BEGIN Records for processing

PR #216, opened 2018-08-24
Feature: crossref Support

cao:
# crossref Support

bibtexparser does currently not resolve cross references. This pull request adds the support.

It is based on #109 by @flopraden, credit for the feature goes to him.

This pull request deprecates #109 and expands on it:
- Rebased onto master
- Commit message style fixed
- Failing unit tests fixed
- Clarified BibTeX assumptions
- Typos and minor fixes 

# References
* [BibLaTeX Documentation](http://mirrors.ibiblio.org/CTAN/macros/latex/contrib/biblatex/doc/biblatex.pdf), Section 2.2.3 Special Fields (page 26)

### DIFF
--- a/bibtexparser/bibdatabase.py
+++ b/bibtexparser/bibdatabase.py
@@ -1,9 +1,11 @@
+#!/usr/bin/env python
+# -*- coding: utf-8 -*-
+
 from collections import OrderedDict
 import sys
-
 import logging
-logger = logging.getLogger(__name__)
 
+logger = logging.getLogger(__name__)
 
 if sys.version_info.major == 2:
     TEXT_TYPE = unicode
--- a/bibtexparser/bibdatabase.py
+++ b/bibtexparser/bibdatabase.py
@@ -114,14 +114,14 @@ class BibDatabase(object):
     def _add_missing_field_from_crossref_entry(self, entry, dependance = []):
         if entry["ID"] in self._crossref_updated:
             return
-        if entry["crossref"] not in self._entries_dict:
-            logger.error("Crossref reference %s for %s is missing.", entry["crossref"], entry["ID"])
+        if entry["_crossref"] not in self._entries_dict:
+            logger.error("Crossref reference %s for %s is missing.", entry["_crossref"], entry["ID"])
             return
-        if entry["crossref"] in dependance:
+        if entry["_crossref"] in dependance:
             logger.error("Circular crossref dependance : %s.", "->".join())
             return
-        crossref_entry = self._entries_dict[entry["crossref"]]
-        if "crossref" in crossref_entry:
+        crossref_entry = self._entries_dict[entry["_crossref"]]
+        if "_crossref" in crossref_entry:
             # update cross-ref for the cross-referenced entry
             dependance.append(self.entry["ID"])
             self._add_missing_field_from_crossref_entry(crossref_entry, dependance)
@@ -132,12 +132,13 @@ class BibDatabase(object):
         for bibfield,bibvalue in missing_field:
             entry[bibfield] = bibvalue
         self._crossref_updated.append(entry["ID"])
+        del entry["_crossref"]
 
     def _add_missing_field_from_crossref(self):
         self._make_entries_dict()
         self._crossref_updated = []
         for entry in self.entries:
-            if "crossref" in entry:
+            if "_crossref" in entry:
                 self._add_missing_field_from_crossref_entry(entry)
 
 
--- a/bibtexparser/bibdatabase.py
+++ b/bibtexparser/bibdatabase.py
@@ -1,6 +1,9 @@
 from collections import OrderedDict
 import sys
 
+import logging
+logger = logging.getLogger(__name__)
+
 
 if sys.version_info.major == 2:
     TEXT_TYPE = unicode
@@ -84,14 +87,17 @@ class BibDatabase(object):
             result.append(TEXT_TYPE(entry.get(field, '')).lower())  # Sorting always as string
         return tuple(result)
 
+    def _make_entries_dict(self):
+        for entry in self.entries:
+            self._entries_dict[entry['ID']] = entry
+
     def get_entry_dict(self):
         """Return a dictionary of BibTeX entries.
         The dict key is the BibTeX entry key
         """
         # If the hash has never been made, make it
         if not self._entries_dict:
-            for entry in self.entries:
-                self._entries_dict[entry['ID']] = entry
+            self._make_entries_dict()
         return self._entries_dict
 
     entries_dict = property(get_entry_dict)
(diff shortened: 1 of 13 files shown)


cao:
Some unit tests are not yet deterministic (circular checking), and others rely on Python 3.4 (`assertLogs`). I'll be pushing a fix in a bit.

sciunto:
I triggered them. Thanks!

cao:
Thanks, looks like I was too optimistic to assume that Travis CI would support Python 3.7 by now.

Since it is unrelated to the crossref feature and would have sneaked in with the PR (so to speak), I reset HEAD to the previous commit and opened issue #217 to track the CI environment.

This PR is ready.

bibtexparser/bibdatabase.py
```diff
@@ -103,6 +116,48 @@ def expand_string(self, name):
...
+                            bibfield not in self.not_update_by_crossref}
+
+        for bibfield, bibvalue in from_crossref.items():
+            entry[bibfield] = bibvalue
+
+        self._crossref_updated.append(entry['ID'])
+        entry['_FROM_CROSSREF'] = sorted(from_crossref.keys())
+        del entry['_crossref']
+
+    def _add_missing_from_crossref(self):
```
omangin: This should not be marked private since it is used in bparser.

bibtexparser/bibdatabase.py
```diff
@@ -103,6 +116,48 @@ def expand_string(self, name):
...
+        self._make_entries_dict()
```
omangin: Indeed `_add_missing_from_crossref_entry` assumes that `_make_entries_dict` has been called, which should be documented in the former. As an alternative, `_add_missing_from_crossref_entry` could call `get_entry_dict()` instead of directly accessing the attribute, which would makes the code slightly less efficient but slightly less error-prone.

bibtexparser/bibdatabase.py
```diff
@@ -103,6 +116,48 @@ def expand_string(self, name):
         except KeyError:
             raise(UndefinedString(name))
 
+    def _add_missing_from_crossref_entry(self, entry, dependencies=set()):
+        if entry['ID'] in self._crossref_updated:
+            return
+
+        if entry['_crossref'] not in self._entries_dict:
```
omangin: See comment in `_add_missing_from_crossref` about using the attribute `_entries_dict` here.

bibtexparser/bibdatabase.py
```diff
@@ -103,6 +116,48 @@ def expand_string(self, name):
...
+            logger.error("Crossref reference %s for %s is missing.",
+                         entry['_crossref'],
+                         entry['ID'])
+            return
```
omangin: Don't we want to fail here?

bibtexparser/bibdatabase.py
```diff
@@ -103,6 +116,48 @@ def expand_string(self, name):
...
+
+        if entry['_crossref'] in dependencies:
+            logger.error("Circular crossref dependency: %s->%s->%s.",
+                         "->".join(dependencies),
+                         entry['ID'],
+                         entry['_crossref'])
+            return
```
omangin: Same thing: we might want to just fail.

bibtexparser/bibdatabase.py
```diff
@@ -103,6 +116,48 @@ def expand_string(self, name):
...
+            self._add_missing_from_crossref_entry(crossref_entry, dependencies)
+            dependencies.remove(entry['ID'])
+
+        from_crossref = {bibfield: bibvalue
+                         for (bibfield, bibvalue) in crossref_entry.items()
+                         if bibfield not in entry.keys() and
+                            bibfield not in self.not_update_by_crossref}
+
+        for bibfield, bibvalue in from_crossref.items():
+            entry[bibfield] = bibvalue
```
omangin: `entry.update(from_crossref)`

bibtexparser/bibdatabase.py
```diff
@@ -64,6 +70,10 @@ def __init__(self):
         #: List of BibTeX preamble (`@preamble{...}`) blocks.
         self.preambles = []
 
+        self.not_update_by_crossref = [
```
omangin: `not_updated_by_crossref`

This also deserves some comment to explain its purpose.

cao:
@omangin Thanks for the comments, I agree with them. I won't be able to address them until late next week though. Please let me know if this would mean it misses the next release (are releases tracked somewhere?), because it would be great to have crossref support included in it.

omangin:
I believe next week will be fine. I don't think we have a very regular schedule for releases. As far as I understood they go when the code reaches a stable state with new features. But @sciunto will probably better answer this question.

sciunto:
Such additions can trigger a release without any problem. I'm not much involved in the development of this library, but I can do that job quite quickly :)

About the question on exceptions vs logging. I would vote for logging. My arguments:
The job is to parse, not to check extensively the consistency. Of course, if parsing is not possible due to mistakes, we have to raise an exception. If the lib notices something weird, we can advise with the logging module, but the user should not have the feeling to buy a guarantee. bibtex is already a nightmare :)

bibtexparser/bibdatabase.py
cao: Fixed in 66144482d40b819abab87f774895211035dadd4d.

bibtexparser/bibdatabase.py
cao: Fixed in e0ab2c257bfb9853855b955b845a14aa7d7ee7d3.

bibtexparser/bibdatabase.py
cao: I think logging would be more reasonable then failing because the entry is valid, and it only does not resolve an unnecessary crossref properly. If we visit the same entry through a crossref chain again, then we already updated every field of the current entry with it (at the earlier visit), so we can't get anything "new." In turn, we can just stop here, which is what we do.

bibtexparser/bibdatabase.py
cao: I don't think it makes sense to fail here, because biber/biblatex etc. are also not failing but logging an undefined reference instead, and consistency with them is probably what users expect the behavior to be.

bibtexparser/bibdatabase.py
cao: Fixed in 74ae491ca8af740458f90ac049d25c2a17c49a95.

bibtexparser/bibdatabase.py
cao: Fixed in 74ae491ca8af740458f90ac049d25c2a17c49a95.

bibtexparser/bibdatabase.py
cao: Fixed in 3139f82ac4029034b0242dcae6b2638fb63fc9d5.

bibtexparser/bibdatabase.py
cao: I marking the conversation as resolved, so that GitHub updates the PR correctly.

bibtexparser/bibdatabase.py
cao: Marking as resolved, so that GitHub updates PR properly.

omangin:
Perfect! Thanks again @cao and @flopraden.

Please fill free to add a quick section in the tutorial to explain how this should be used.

END Records for processing

:: Assignment ::
Each line above with the string "dependance" in it should be located and copied.

:: Your solution ::
     def _add_missing_field_from_crossref_entry(self, entry, dependance = []):
-        if entry["crossref"] in dependance:
+        if entry["_crossref"] in dependance:
             logger.error("Circular crossref dependance : %s.", "->".join())
             dependance.append(self.entry["ID"])
             self._add_missing_field_from_crossref_entry(crossref_entry, dependance)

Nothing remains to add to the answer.